Reproduce the data below line by line, from its first line to the line with "### Guidance to review", both included, and nothing past that point.
______
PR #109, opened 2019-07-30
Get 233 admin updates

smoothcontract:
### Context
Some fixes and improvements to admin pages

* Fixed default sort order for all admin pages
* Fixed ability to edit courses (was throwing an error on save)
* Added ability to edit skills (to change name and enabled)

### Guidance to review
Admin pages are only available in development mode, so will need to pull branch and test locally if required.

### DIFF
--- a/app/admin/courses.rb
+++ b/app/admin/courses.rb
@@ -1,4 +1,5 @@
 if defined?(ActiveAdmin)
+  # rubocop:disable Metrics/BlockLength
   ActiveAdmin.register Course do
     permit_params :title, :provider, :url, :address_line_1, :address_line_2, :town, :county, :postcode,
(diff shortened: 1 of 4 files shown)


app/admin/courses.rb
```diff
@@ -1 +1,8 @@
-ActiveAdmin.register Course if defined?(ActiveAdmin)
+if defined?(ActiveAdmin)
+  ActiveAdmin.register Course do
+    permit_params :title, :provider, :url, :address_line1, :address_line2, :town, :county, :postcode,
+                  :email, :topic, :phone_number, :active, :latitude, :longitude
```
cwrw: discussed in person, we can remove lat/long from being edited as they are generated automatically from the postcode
______
§ **TASK RESPONSE**:
PR #109, opened 2019-07-30
Get 233 admin updates

smoothcontract:
### Context
Some fixes and improvements to admin pages

* Fixed default sort order for all admin pages
* Fixed ability to edit courses (was throwing an error on save)
* Added ability to edit skills (to change name and enabled)

### Guidance to review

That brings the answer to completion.